Here, the defendant failed to demonstrate his prima facie entitlement to judgment as a matter of law dismissing the cause of action to recover damages for legal malpractice on the ground that the plaintiff could not have prevailed in an action against the property owner. While the defendant demonstrated, prima facie, through certified meteorological data and the plaintiff's deposition testimony, that the accident occurred less than one hour after the snowstorm ceased, he did not eliminate triable issues of fact as to whether the property owner created or exacerbated a hazardous condition through negligent snow removal efforts (see Anderson v Landmark at Eastview, Inc., 129 AD3d 750, 751; Salvanti v Sunset Indus. Park Assoc., 27 AD3d at 546-547; Chaudhry v East Buffet & Rest., 24 AD3d at 494). In particular, in light of the plaintiff's deposition testimony, a triable issue of fact exists as to whether the property owner, upon clearing snow from a small portion of the premises, had left a pile of snow that the plaintiff had to "lift [her] leg" to "cross" over, causing her to slip and fall. Accordingly, that branch of the defendant's motion which was for summary judgment dismissing the legal malpractice cause of action should have been denied.

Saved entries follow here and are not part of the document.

PR #1058, opened 2026-08-07
fix(app): require every loaded package to be declared in instanceconfig

### LINKED ISSUE #1006: [BUG] gnr app checkdep ignores packages declared via required_packages()

fporcari:
Fixes #1006

Reworked from option A to option B, the one @cgabriel settled on in [the issue's decision](https://github.com/genropy/genropy/issues/1006#issuecomment-5422805114). The previous implementation — expanding the `required_packages()` closure inside `check_package_dependencies()` — has been dropped, along with its test file.

## Problem

`gnr app checkdep` reports `All good!` on instances that are missing Python dependencies. `GnrApp.check_package_dependencies()` (`gnrpy/gnr/app/gnrapp.py`) iterates `self.config['packages']` — the `instanceconfig.xml` list — and resolves each `requirements.txt` from that list alone. A package pulled in through `Package.required_packages()` rather than declared there is never seen, so its requirements are never checked.

The repro on the issue: an instance declaring `erpyready:er_core`, whose `main.py` returns `['gnrcore:email']`, never sees `mail-parser` / `chardet`.

## Solution

`required_packages()` is a second, implicit way of listing an instance's packages, and that is the root of the problem: two lists that can drift apart, one of which `checkdep` cannot see. Rather than teaching the check to read both, this makes the second list illegal.

`addPackage()` now refuses to load a required package that is not declared in the packages section:

```
GnrUndeclaredPackageException: Package 'biz' requires 'gnrcore:adm', which is
not declared in the packages section of instanceconfig.xml. Declare it there:
its python dependencies are not checked otherwise.
```

The packages section stays the single list `checkdep` has to trust, and it is now guaranteed complete. Roughly ten lines: the guard, a `declared_packages` property that normalises the `project:pkgid` prefix, and the exception class.

## What this does NOT do, deliberately

**`checkdep` itself remains blind until the instanceconfigs are corrected.** `GnrApp.init()` returns in `checkdepcli` mode before the `addPackage()` loop where the guard lives, so the guard never fires under `checkdep`. This issue is therefore fixed transitively: the boot error is what forces the instanceconfig to be completed, and once it is, `checkdep` sees everything because there is nothing left outside the packages section. That is the accepted consequence of this option, not an oversight — it was the first of the two things flagged before the choice was made.

## Upgrade note

**An instance whose `instanceconfig.xml` is incomplete will not start after this.** That is the point of the option — it is what forces the correction — but it makes this an expensive change to roll out, and the issue's own repro is exactly such an instance. The error names both the missing package and the one that requires it, so the fix is always a one-line addition to the packages section.

No in-repo instance is affected: all instanceconfigs under `projects/` already declare their full closure, and the full suite confirms it.

## Tests

`gnrpy/tests/app/test_required_packages_declared.py` — four tests on a real `GnrApp` over a real instanceconfig written per case, no mocks. `gnrcore:biz` requires `gnrcore:adm` requires `gnrcore:sys`, so the direct and the transitive case are both covered, plus the complete-declaration boot and the prefix normalisation.

Ratchet checked: with the guard disabled, the two refusal tests fail; with it, all four pass.

Full suite on the merged tree: 2121 passed, 69 skipped. Also realigned with `develop` in this push — the branch was three weeks behind.


gnrpy/RELEASE_NOTES.rst
cgabriel: Why the update on this file?

cgabriel (changes requested):

gnrpy/RELEASE_NOTES.rst
fporcari: Removed. Same in #1089 and #1057.

genro (approved):
Option B as decided on #1006, implemented where it belongs: the guard sits in `addPackage()` (`gnrapp.py:1081-1086`), `declared_packages` normalises the `project:pkgid` prefix against the keys `load_instance_config` already rekeys on `pkgcode or label`, and the exception names both the missing package and the one requiring it. All seven in-repo instanceconfigs declare their full closure (checked). Tests run a real `GnrApp` over an instanceconfig written per case. The `RELEASE_NOTES.rst` thread is settled: the net diff no longer touches the file.

One non-blocking note, pre-existing but made relevant by this change: order inside `<packages>` now matters. When the requirer precedes the required package (`biz` before `adm`), `adm` is loaded from the `required_packages()` loop with `pkgattrs=dict(readOnlyAttrs)` (:1087); when `init()` later reaches the `<gnrcore_adm .../>` node, `addPackage` returns early on `pkgid in self.packages` (:1075) and whatever attributes that node carries are dropped. Someone fixing an incomplete instanceconfig by appending the missing line at the end lands exactly there. `test_complete_declaration_boots` declares `biz, adm, sys` in that order and passes because it does not look at attributes. Small fix, here or as a follow-up: in the required loop, look up the declared node's attributes and pass those instead of the bare `readOnlyAttrs`.

fporcari:
@cgabriel ready for your re-read — nothing here is waiting on anyone else any more.

**The open question to @dgpaci is closed.** On [#1006 (27/08)](https://github.com/genropy/genropy/issues/1006#issuecomment-5437691854) I asked him to say so on this PR if he thought B was the wrong trade. Three weeks, no objection, and @genro approved the current head on 03/09.

**Your changes-requested is on a superseded commit.** It sits on `7d096dba0`; the `RELEASE_NOTES.rst` hunk you asked about was dropped in `0d9d757b3` two hours later, and that thread is resolved — the net diff no longer touches the file.

**Your own open question, answered:** making `checkdep` itself fail on an incomplete instanceconfig. I offered to add it here and had no answer either way, so I am leaving it out: this PR stays the ten-line guard. Say the word and it becomes a follow-up issue.

@genro's note on `pkgattrs` ordering inside the `required_packages()` loop is pre-existing and I would rather take it as a follow-up issue than widen this diff.

cgabriel (changes requested):
Apparently the implementation doesn't work. Tested with 'swgarden' instance from softwell-erpy. This instance has only 1 package in the  instanceconfig xml (softwell_garden), and softwell_garden has 17 packages listed in the package's main.py's required_packages(). But no error is raised, while it was expected to raise an 'GnrUndeclaredPackageException'. Simple check:

```
cgabriel@marvin:~/genropy$ gnr app checkdep -v swgarden
Required dependencies are
 
Checking for installed dependencies
All good!
```

Several dependencies (like 'mailparser', used in gnrcore:email, listed in the required_package() of softwell_garden) are not showing up, since these modules are not listed in instanceconfig.xml. And since the exception is not raised as expected, the image build completes, but it fails at runtime for missing dependencies.

fporcari:
> Apparently the implementation doesn't work. Tested with 'swgarden' instance from softwell-erpy.

— [review of 2026-09-17](https://github.com/genropy/genropy/pull/1058#pullrequestreview-5234124263)

Done, in `b9e7756`: `checkdep` raises it too now.

The guard lived in `addPackage()`, and `init()` returns in `checkdepcli` mode at `gnrapp.py:1016`, before that loop runs — so `gnr app checkdep` never reached it. `check_declared_packages()` applies the same rule to the declared packages alone and is called from that same branch just before the return. Once an instanceconfig declares its closure the two sets are the same set, so nothing else had to move.

A package whose `main.py` cannot be imported is logged and skipped rather than aborting the check: in a clean build environment it may be missing the very dependency the check is there to find, and reporting nothing on that package beats reporting it wrongly.

On swgarden the same command should now stop on the first of the 17:

```
GnrUndeclaredPackageException: Package 'softwell_garden' requires 'gnrcore:email',
which is not declared in the packages section of instanceconfig.xml. Declare it
there: its python dependencies are not checked otherwise.
```

Two new tests in `test_required_packages_declared.py`, both through a real `GnrApp` over an instanceconfig written per case: `checkdep` on an incomplete declaration raises, on a complete one passes and loads nothing. Ratchet checked — with the call removed the first one fails.

`tests/app/test_required_packages_declared.py` → 6 passed. `gnrpy/tests` minus `tests/sql` → 1398 passed, 9 skipped (no local PostgreSQL). flake8 clean on both files.

Not verified: I have no swgarden instance here, so the message above is what the code now produces on an incomplete instanceconfig, not your run reproduced.

@genro this push dismissed your approval, and nothing you approved has changed — the delta is the `checkdep` half only.

cgabriel (approved):
All is fine now, thank you!

genro (approved):
Approved on `b9e7756494`.

Making the second list illegal instead of teaching the check to read it is the right shape for this, and it is the option settled on the issue. The guard is ten lines and the error names both packages, which is what keeps the upgrade cost to one line per instance.

Checked the piece that would have been easy to get wrong. `declared_packages` normalises with `k.split(':')[-1]`, which only works because `load_instance_config()` re-keys the packages Bag on `pkgcode` at `gnrapp.py:951` rather than on the XML tag. The keys really are `gnrcore:sys`, so the prefix strip lands on `sys` and not on `gnrcore_sys`.

`check_declared_packages()` closes the hole the first implementation left: `init()` returns in `checkdepcli` mode before the `addPackage()` loop, so without it the guard was unreachable under the very command the issue is about. Skipping a package whose `main.py` cannot be imported, with a warning, is the right trade in a build environment — aborting there would fail on the dependency the check exists to find.

The breaking half is deliberate and documented, and it was exercised against a real instance in the previous round, so I have nothing to add to it.

Issue #991, opened 2026-07-15
[FEATURE] htmlpage menu entry to display standalone HTML documents


dgpaci:
## Summary

Add a new menu entry type `htmlpage` to the application menu API (`gnrpy/gnr/web/gnrmenu.py`), to display a standalone static HTML document inside the application frame:

```python
branch.htmlpage('Monthly report', source='<html_filepath>', tags='SOMETAG')
```

The entry would open a generic webpage shipped with genropy that renders the HTML file in an iframe (via `srcdoc`), keeping the application chrome (menu, header) around it.

## Problem or Need

Projects often produce standalone HTML documents (meeting reports, generated documentation, dashboards exported as static HTML) that should be reachable from the application menu with the usual tag-based visibility rules.

Today there is no built-in way to do this: each project has to implement its own custom webpage. For example in `anaci_app` we had to write:

- a custom webpage (`report_viewer.py`) whose only job is reading an HTML file server-side and injecting it into an `htmliframe` through `srcdoc`;
- a lib helper that builds `branch.webpage(...)` entries pointing to that custom viewer with `url_filename=...`.

This is boilerplate that every project reimplements the same way, while the menu API already offers first-class entries for the other cases (`webpage`, `thpage`, `tableBranch`, `lookupBranch`, ...).

## Proposed Solution

1. **New `htmlpage` method** on the menu struct class (next to `Menu.webpage`, `gnrpy/gnr/web/gnrmenu.py:108`), with the same ergonomics as the other entries:

   ```python
   def htmlpage(self, label, source=None, tags='', **kwargs):
       return self.child('htmlpage', label=label, source=source, tags=tags, **kwargs)
   ```

   - `label`: menu label, as for every other entry
   - `source`: path of the `.html` file — ideally a storage-service path (`site:`, `pkg:<pkgname>/...`, `home:`) or an absolute path
   - `tags`: usual tag-based visibility

2. **New `nodeType_htmlpage` resolver** in `MenuResolver` (next to `nodeType_webpage`, `gnrpy/gnr/web/gnrmenu.py:458`) that maps the entry to the built-in viewer webpage passing `source` as url parameter.

3. **Built-in viewer webpage** shipped with genropy (e.g. under the `sys` package webpages) that:
   - resolves `source` through the storage service / normalizes the path;
   - reads the file content server-side;
   - renders it with `htmliframe` + `srcdoc` (so the document keeps its own standalone styles without leaking into the app CSS and vice versa);
[...]

PR #1059, opened 2026-08-07
feat(menu): add docpage entries for public stored documents

fporcari:
## Summary

Adds `MenuStruct.docpage()` for opening a public document from a registered storage service inside the application frame.

This is intentionally a resolver-only feature: the menu resolves a storage path to a stable public URL and loads that document directly. It does not add an authenticated viewer page.

## API

```python
branch.docpage(
    'Monthly report',
    source='pkg:mypkg/docs/report.html',
    tags='REPORT_VIEW',
)
```

`source` must be a registered storage path. `tags` controls menu visibility only; it does not protect the resolved document URL.

## Behavior

- Resolves the source with `StorageNode.public_url(nocache=True)`, avoiding expiring signed menu links and stale overwritten documents.
- Hides only the affected menu entry and logs a warning when the source is absent, the storage service fails, or no public URL is available.
- Ignores inherited or entry-level `externalSite` URL prefixing because storage returns an absolute URL.
- Marks the iframe as `nonGenroContent`, so the frame does not wait for Genro bootstrap, keeps the menu label as its title, and closes without dereferencing `contentWindow.genro`.
- Shares page-attribute finalization with ordinary `webpage` entries.
- Uses a docstring to state the public-content security boundary.

## Security boundary

A `docpage` is suitable only for public documents. Storage/static URLs are served without page-level authentication, so hiding the menu entry with `tags` does not make the document confidential. Confidential or per-user documents still require an authenticated viewer endpoint.

## Verification

- Full suite: **2117 passed, 69 skipped**.
- Commit-hook suite: **2086 passed, 69 skipped**.
- Web suite excluding the daemon-only module: **285 passed, 47 skipped**.
- Resolver tests: **10 passed**, including a real symbolic `pkg:` storage node, both forms of `externalSite`, inherited `aux_instance`, missing source, unavailable service, empty public URL, and the framework's real tag-permission logic.
- `flake8` clean on all changed Python files.
- `node --check` clean on `frameindex.js`.
- The test package contains localized working and deliberate click-time-404 entries.
- Not verified in this update: a live authenticated browser session.

## Deliberately out of scope

- A built-in authenticated viewer and friendly missing-file page.
- The folder-to-menu variant.
- Confidential document delivery.

Refs #991


gnrpy/gnr/web/gnrmenu.py
```diff
@@ -468,6 +472,15 @@ def nodeType_webpage(self,node):
         self.checkContextParameters(attributes)
         return None,attributes
 
+    def nodeType_htmlpage(self,node):
+        attributes = dict(node.attr)
+        source = attributes.pop('source',None)
+        attributes['webpage'] = self._page.site.storageNode(source).url() if source else None
+        aux_instance = attributes.get('aux_instance') or self.aux_instance
+        attributes['url_aux_instance'] = aux_instance
+        self.checkContextParameters(attributes)
```
dgpaci: **Blocking — `externalSite` produces a concatenated, broken URL.**

`checkContextParameters` (`:449-453`) unconditionally prefixes `attributes['webpage']` with the external site base:

```python
attributes['webpage'] = f"{externalSite}{attributes['webpage']}"
```

`nodeType_webpage` is safe there because its `webpage` is always a site-relative path. `nodeType_htmlpage` puts an **absolute** URL in it, so with an `externalSite` set — on the node, or inherited from any parent branch resolver via `self.externalSite` (`:492`, `:561`, `:606`, `:620`) — the result is:

```
https://ext.examplehttps://host.test/_pkg/demo/r.html
```

which the iframe loads and 404s on. Same code path also yields `https://ext.exampleNone` when `source` is absent, since `webpage` is `None` at that point and the f-string stringifies it.

Either skip the external-site prefix when `webpage` is already absolute (`urllib.parse.urlsplit(webpage).scheme`), or guard it inside `checkContextParameters` so every future caller benefits. Worth a regression test with `externalSite` set.

gnrpy/gnr/web/gnrmenu.py
```diff
@@ -468,6 +472,15 @@ def nodeType_webpage(self,node):
         self.checkContextParameters(attributes)
         return None,attributes
 
+    def nodeType_htmlpage(self,node):
+        attributes = dict(node.attr)
+        source = attributes.pop('source',None)
+        attributes['webpage'] = self._page.site.storageNode(source).url() if source else None
```
dgpaci: **Blocking — unguarded deref of a nullable return, and a storage error aborts the whole menu build.**

`makeNode()` is documented to return "`LegacyStorageNode` instance, or `None` if service unavailable" and does `if not service: return None` (`gnrwsgisite_proxy/gnrstoragehandler.py:504-542`), so a `source` naming an unresolvable service gives `AttributeError: 'NoneType' object has no attribute 'url'`. A service row whose `implementation` is unknown raises `GnrException` from `addService` (`gnr/lib/services/__init__.py`).

`MenuResolver.load()` (`:312-317`) only catches `NotAllowedException`, so either case propagates out of the resolver: **one typo'd `source` in one menu entry breaks the whole application menu, for every user, on every page load** — not just that entry.

Suggest resolving defensively and degrading to a hidden or dead entry rather than an exception:

```python
sn = self._page.site.storageNode(source) if source else None
attributes['webpage'] = sn.public_url() if sn else None
```

plus a `pkglog` warning when `source` was given but did not resolve, so the misconfiguration is diagnosable instead of silent. Raising `NotAllowedException` to hide the entry — the way `nodeType_lookupPage:507` does — is the other consistent option, if you prefer hiding over showing a broken link.

dgpaci: **Blocking — this should be `public_url()`, not `url()`.**

On a signing storage service, `StorageService.url()` calls `generate_presigned_url` with `ExpiresIn=self.url_expiration` (default 3600s — `services/storage/aws_s3.py:123`, `:321-336`). The menu is built once and `MenuResolver` has `classKwargs cacheTime=-1`, so a user who leaves the app open for more than an hour and then clicks the entry gets an S3 `SignatureExpired` error.

`public_url()` exists precisely for "a stable public url (no signature, no expiration)" (`gnr/lib/services/storage.py:369`, `:551`), and is what a long-lived menu link needs. It is also the direction already taken in #990 / #1085. Secondary cost of `url()`: building the boto client and signing on **every** menu build, for every user.

Minor, same line: consider `nocache=True`. `internal_url()` and the symbolic `url()` append the file mtime as a cache-buster (`storage.py:517-533`). The motivating use case is runtime-generated reports overwritten at a fixed storage path — without it, a browser holding a cached copy keeps showing the stale document.

gnrpy/gnr/web/gnrmenu.py
```diff
@@ -468,6 +472,15 @@ def nodeType_webpage(self,node):
         self.checkContextParameters(attributes)
         return None,attributes
 
+    def nodeType_htmlpage(self,node):
```
dgpaci: **Blocking — the produced frame is non-Genro but nothing marks it as such.**

Every client-side guard for non-Genro iframe content is keyed on `externalSite`. An `htmlpage` frame is non-Genro **without** `externalSite`, which is a third case `frameindex.js` does not handle. Three concrete consequences:

1. `onSelectedFrame` → `stackSourceNode.watch('pageReady', ...)` (`frameindex.js:245-251`) returns true only if `iframe.sourceNode.attr.externalSite` is set, or `contentWindow.genro._pageStarted` is true. A static document satisfies neither, so `watch()`'s `setInterval` (`gnrdomsource.js:1758-1775`) polls every 200 ms for as long as that frame stays selected, and the `onSelectedFrame` publish plus `contentWindow.genro.resizeAll()` never run.
2. `pane_kw.onClosingCb` (`frameindex.js:155`) throws — see the review body.
3. The multipage tab caption stays on the placeholder `'Html Page...'` forever: `createIframePage` seeds it with `label+'...'` and binds `'^...title'` (`:143`, `:146`), and the only writer of that path is the Genro bootstrap injected into Genro pages (`resources/common/public.py:53-55`, via `parentIframeSourceNode.attr.multipage_childpath`). `pageStarted` never fires either, so `iframeattr.onStarted` / `checkStartsArgs` never run.

Setting a flag here (reusing the `externalSite` short-circuits, or an explicit `staticContent`/`nonGenroContent` attribute honoured by the three call sites above) is what makes the existing machinery treat the frame correctly.

gnrpy/gnr/web/gnrmenu.py
```diff
@@ -468,6 +472,15 @@ def nodeType_webpage(self,node):
...
+        attributes = dict(node.attr)
+        source = attributes.pop('source',None)
+        attributes['webpage'] = self._page.site.storageNode(source).url() if source else None
+        aux_instance = attributes.get('aux_instance') or self.aux_instance
+        attributes['url_aux_instance'] = aux_instance
+        self.checkContextParameters(attributes)
+        return None,attributes
```
dgpaci: **Duplication that has already diverged.** These four lines duplicate `nodeType_webpage:469-472` verbatim, while the copy silently drops `basepath` handling and the `multipage` default — and it inherits the `externalSite` defect precisely because the shared tail was copied instead of factored.

A shared `_finalizePageAttributes(attributes)` helper (aux_instance resolution + `url_aux_instance` + `checkContextParameters`), or teaching the existing `webpage` tag to accept `source=` and resolve it, keeps the two paths from drifting further and matches how `lookupPage`/`thpage` already share their tail shape.

gnrpy/gnr/web/gnrmenu.py
```diff
@@ -109,6 +109,10 @@ def webpage(self, label,filepath=None,tags='',multipage=None, **kwargs):
         return self.child('webpage',label=label,multipage=multipage,tags=tags,
                         filepath=filepath,_returnStruct=False,**kwargs)
 
+    def htmlpage(self, label,source=None,tags='', **kwargs):
```
dgpaci: New permanent public menu API with no docstring. The `tags` argument reads at every call site like an access control on the **document**, while it only filters the **menu node** in `allowedNode` (`:416-434`): the resolved URL is dispatched by the static/storage route before any page object exists (`gnrwsgisite.py:1310-1325` → `gnrstatichandler.py:49-58`), with no authentication at all.

So

```python
branch.htmlpage('Payslip', source='user:payslip.html', tags='HR')
```

reads as an HR-only document and is in fact readable by any unauthenticated caller who guesses the URL. Your PR description explains this at length, but nothing in the shipped code carries the warning to the next developer. A docstring saying plainly that `tags` hides the entry and does **not** protect the document, and that this tag is therefore unsuitable for confidential content, would close the gap.

gnrpy/tests/web/gnrmenu_test.py
```diff
@@ -1 +1,152 @@
...
+
+    def url(self):
+        return self._url
+
+
+class _StubSite:
+    def __init__(self, urls):
+        self._urls = urls
+
+    def storageNode(self, source):
```
dgpaci: The stub replaces the one line of logic the tests are meant to cover: `storageNode` returns a canned string from `self._urls`, so `test_load_resolves_source_to_storage_node_url` (`:103-113`) asserts that `webpage` equals the string the stub was seeded with. It would still pass if the real resolution were wrong, returned `''`, or returned `None`.

Same for the tag tests: `_StubApp.checkResourcePermission` (`:35-40`) re-implements tag matching as a set intersection, so `:132-149` assert the stub's semantics rather than the framework's.

More importantly, nothing covers the four inputs that actually break `nodeType_htmlpage`: `externalSite` set, `aux_instance` set, an unresolvable service, and a `source` with no `service:` prefix (which routes to the `_raw_` service, whose `url()` returns `''` — `resources/common/services/storage/raw.py`; `temp:` returns `''` too via `symbolic.url_temp`). Note `''` is *not* stripped by `Bag.setItem` the way `None` is, so `test_load_without_source_drops_webpage_attribute` (`:116-129`) does not cover it — and even in the documented `None` case the client falls through `kw.webpage || kw.file || kw.filepath` to `undefined` and loads `undefined?windowTitle=Report` in the iframe, with no error or log anywhere.

Using a real `storageNode` for at least the `pkg:` case (which needs no DB and no daemon) would make the central assertion non-tautological.

projects/gnrcore/packages/test/menu.py
```diff
@@ -16,4 +16,7 @@ def config(self,root,**kwargs):
         tests.directoryBranch("Services", folder="services")
         tests.directoryBranch("Tools", folder="tools")
         tests.directoryBranch("Websocket", folder="websocket")
+        tests.htmlpage("Html Page", source="pkg:test/resources/test.html", tags="_DEV_")
+        tests.htmlpage("Html Page (missing file)", source="pkg:test/resources/does_not_exist.html",
+                        tags="_DEV_")
```
dgpaci: Three small things on the fixture entries:

1. **Missing `!!` marker and localization.** The branch on `:4` is written `'!!Tests'`; these two labels have no marker, so they can never be translated, and `projects/gnrcore/packages/test/localization.xml` was not updated.
2. **`tags="_DEV_"` is redundant.** `root.branch("!!Tests", tags="_DEV_")` (`:4`) already gates the whole subtree, and none of the 14 `directoryBranch` siblings repeats it. Repeating it here suggests the leaf gate does something the branch gate does not, which invites someone to change one and not the other.
3. **The `does_not_exist.html` entry needs a comment.** Since the PR adds no existence check or placeholder, it resolves to a bare 404 rendered inside the app iframe, permanently. Without a comment marking it a deliberate missing-file fixture, it is indistinguishable from a bug to anyone browsing the test package.

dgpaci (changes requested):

However, the Supreme Court properly awarded the defendant summary judgment dismissing the breach of contract cause of action as duplicative of the legal malpractice cause of action, since it arose "from the same facts as those underlying the legal malpractice cause of action, and [did] not allege distinct damages" (Prott v Lewin & Baglio, LLP, 150 AD3d 908; see Balanoff v Doscher, 140 AD3d 995, 996).
ENG, P.J., LEVENTHAL, SGROI and MALTESE, JJ., concur.